Ankete katılan işverenlerin ortalama % 66’sı, bir yıl içinde beceri geliştirme ve yeniden beceri kazandırma yatırımlarından geri dönüş almayı bekliyor. Bununla birlikte, bu zaman ufku, mevcut ekonomik şok bağlamında birçok işveren için çok uzun olma riskiyle karşı karşıyadır ve yaklaşık % 17’si yatırımlarından herhangi bir getiri elde etme konusunda belirsizliğini korumaktadır. Ortalama olarak, işverenler, 2025 yılına kadar çalışanlarının % 70’inin biraz üzerinde yeniden beceri kazandırma ve beceri geliştirme hizmeti sunmayı bekliyor. Ancak, çalışanların bu kurslara katılımı gecikiyor ve çalışanların yalnızca % 42’si işveren destekli yeniden beceri kazandırma ve beceri geliştirme fırsatlarını kullanıyor. - Şirketlerin, çevresel, sosyal ve yönetişim (ESG) ölçütlerinin benimsenmesi ve yenilenmiş beşeri sermaye muhasebesi önlemleriyle eşleştirilmesi yoluyla daha iyi insan ve sosyal sermaye ölçümlerine yatırım yapması gerekiyor.
Önemli sayıda iş lideri, çalışanlarında yeni beceri üretiminin -özellikle endüstri koalisyonlarında ve kamu-özel sektör işbirliklerinde- sadece kendi girişimleri/şirketleri için değil, daha geniş ölçekte toplumun da yararı olacak şekilde, hem uygun maliyetli olduğunu hem de orta ve uzun vadede kârlılığa da etkisi olacağını anlamış durumda. Şirketler, temel bir işgücü stratejisi olarak işten çıkarmalardan ve otomasyona dayalı işgücü tasarruflarından ziyade, teknolojik otomasyon ve artış nedeniyle yerinden edilen işçilerin yaklaşık% 50’sini dahili olarak yeniden yerleştirmeyi umuyor. - Kamu sektörü, risk altındaki veya yerinden edilmiş işçiler için yeniden beceri kazandırma ve vasıflandırmaya yönelik daha güçlü destek sağlamalıdır.

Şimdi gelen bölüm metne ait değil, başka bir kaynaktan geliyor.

PR #1421, opened 2022-06-17
Export all interfaces/classes from Schema definitions.

dipack95:
### Summary:

Export interfaces / classes from the Schema definition for consumption by users of Dyanmoose.

### Type (select 1):
- [ ] Bug fix
- [ ] Feature implementation
- [ ] Testing improvement

- [x] Something not listed here

- [ ] 🚨 YES 🚨
- [x] No
- [ ] I'm not sure

- [x] Yes
- [ ] No

- [ ] Yes
- [ ] No

### Other:

### DIFF
--- a/packages/dynamoose/lib/Schema.ts
+++ b/packages/dynamoose/lib/Schema.ts
@@ -782,7 +782,7 @@ export interface SchemaGetAttributeSettingValue {
 	typeIndexOptionMap?: any;
 }
 
-export interface SchemaInternalProperties {
+interface SchemaInternalProperties {
 	schemaObject: SchemaDefinition;
 	settings: SchemaSettings;
 	getMapSettingValuesForKey: (key: string, settingNames?: string[]) => string[];
--- a/packages/dynamoose/lib/Schema.ts
+++ b/packages/dynamoose/lib/Schema.ts
@@ -35,7 +35,7 @@ export interface DynamoDBTypeResult {
 	set?: DynamoDBSetTypeResult;
 }
 
-interface DynamoDBTypeCreationObject {
+export interface DynamoDBTypeCreationObject {
 	name: string;
 	dynamicName?: ((typeSettings?: AttributeDefinitionTypeSettings) => string);
 	dynamodbType?: DynamoDBAttributeType | DynamoDBAttributeType[] | DynamoDBType | ((typeSettings: AttributeDefinitionTypeSettings) => string | string[]);
@@ -45,7 +45,7 @@ interface DynamoDBTypeCreationObject {
 	customType?: {functions: (typeSettings: AttributeDefinitionTypeSettings) => {toDynamo?: (val: ValueType) => ValueType; fromDynamo?: (val: ValueType) => ValueType; isOfType: (val: ValueType, type: "toDynamo" | "fromDynamo") => boolean}};
 }
 
-class DynamoDBType implements DynamoDBTypeCreationObject {
+export class DynamoDBType implements DynamoDBTypeCreationObject {
 	// TODO: since the code below will always be the exact same as DynamoDBTypeCreationObject we should see if there is a way to make it more DRY and not repeat it
 	name: string;
 	dynamicName?: ((typeSettings?: AttributeDefinitionTypeSettings) => string);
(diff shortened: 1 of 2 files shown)


packages/dynamoose/lib/Schema.ts
```diff
@@ -774,15 +774,15 @@ interface AttributeDefinition {
...
 	unknownAttributeAllowed: boolean;
 }
-interface SchemaGetAttributeSettingValue {
+export interface SchemaGetAttributeSettingValue {
 	returnFunction: boolean;
 	typeIndexOptionMap?: any;
 }
 
-interface SchemaInternalProperties {
+export interface SchemaInternalProperties {
```
fishcharlie, line 785: Why should something named `SchemaInternalProperties` be exported? That makes **ZERO** sense to me. Why are you needing this to be exported?

fishcharlie (changes requested):
Couple of things:

1. This should be documented in the `PENDING_CHANGELOG.md` file
2. We need tests for this. See `packages/dynamoose/test/types`
3. Why is this necessary? What code is the client running that is failing currently, but will succeed after this PR.

packages/dynamoose/lib/Schema.ts
dipack95: Yeah that's fair, I can remove this export.

dipack95:
@fishcharlie 

Something like:

```typescript
const schema = new dynamoose.Schema({ id: { type: String, required: true, hashKey: true } });

type ExtractType<T extends AttributeDefinition> = T['type'] extends String ? string : unknown;

type ExtractSchema<T extends SchemaDefinition> = { [k: string]: ExtractType<T[k]> };

// The following `SchemaInterface` would ensure that any object cast to it,
// would have the `id` property, which would need to be a String.
interface SchemaInterface extends ExtractSchema<typeof schema['Schema']['schemaObject'] {}
```

I'm still not a 100% sure if the example above will work, but this was where my thoughts were tending towards. For context, we currently use Sequelize for a related project, and we extract and enforce Typescript types from the Sequelize attribute definitions using a similar methodology.

dipack95:
> We need tests for this. See packages/dynamoose/test/types

@fishcharlie I'm not sure what tests I can add for interface exports, tbh. Can you elaborate?

fishcharlie:
@andrewda I'd love your thoughts on this PR. I'm leaning towards rejecting and closing it. It kinda encourages abuse of our rule about [not using undocumented pieces of Dynamoose](https://dynamoosejs.com/other/FAQ#can-i-use-an-undocumented-property-class-method-or-function-in-dynamoose). To me, these interfaces are not solidified. I haven't thought enough to ensure they are ready for public use. They are really meant to be internal at this point. Additionally TypeScript support is still in Beta, which adds to this as well.

@dipack95 I'd suggest using a fork for now. It's really recommended against what you are doing as mentioned in that FAQ post above. I don't want to encourage use of internal components that could change anytime. But I don't have a better solution for you right now other than to use a fork.

andrewda:
Yep, I agree. This is exposing some internals that we probably don't want to commit to not breaking in future re-rewrites. Additionally, similar interfaces in projects like mongoose are not exported, presumably for similar reasons.

https://github.com/Automattic/mongoose/blob/3a4ba27a75622a9fc370683744b8822f3f9dbfdf/types/query.d.ts#L93

It seems like you're roughly trying to create an automatic conversion between your database schema and a TypeScript interface, but I'm not necessarily sure that's the best approach in the first place. Personally, I like to lean towards a more explicit approach which grants you more flexibility if your database model differs from your application logic model. Below is an example from one of my codebases using [`nestjs-dynamoose`](https://github.com/hardyscc/nestjs-dynamoose), although something similar could be achieved using Dynamoose by itself.

```ts
import { Schema } from 'dynamoose';
import { Model, ModelDefinition } from 'nestjs-dynamoose';

export interface NotificationKey {
  id: string;
}

export interface Notification extends NotificationKey {
  user: string;
  type: string;
  timestamp: number;
  message?: string;
}

export type NotificationModel = Model<Notification, NotificationKey>;

export const NotificationModel: ModelDefinition = {
  name: 'notifications',
  schema: new Schema(
    {
      user: {
        type: String,
        index: { name: 'UserTimeIndex', global: true, rangeKey: 'timestamp' },
      },
      type: String,
      timestamp: Number,
      message: String,
    },
    { saveUnknown: true },
  ),
};
```

Would something like that work for you?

Şu anda, işletmelerin yalnızca % 21’i çalışanlarını yeniden beceri kazandırma ve geliştirme yoluyla desteklemek için kamu fonlarından yararlanabildiğini bildiriyor. Kamu sektörünün, yarının piyasalarında ve geleceğin işlerine yapılacak yatırımlar adına; iş geçişlerinin ortasında yerinden edilmiş işçiler için daha güçlü güvenlik ağları sağlamak ve eğitim ve öğretim sistemlerinde uzun süredir ertelenen iyileştirmelerle kararlı bir şekilde mücadele etmeyi de güçlendirmek gibi teşvikler de yaratması gerekecektir. Ek olarak, hükümetlerin çoğu gelişmiş ekonomide ücretleri desteklemek ve işleri sürdürmek için sağladıkları güçlü COVID-19 kriz desteğini sürdürmenin, geri çekmenin veya kısmen devam ettirmenin uzun vadeli işgücü piyasası sonuçlarını dikkate alması önemli olacaktır.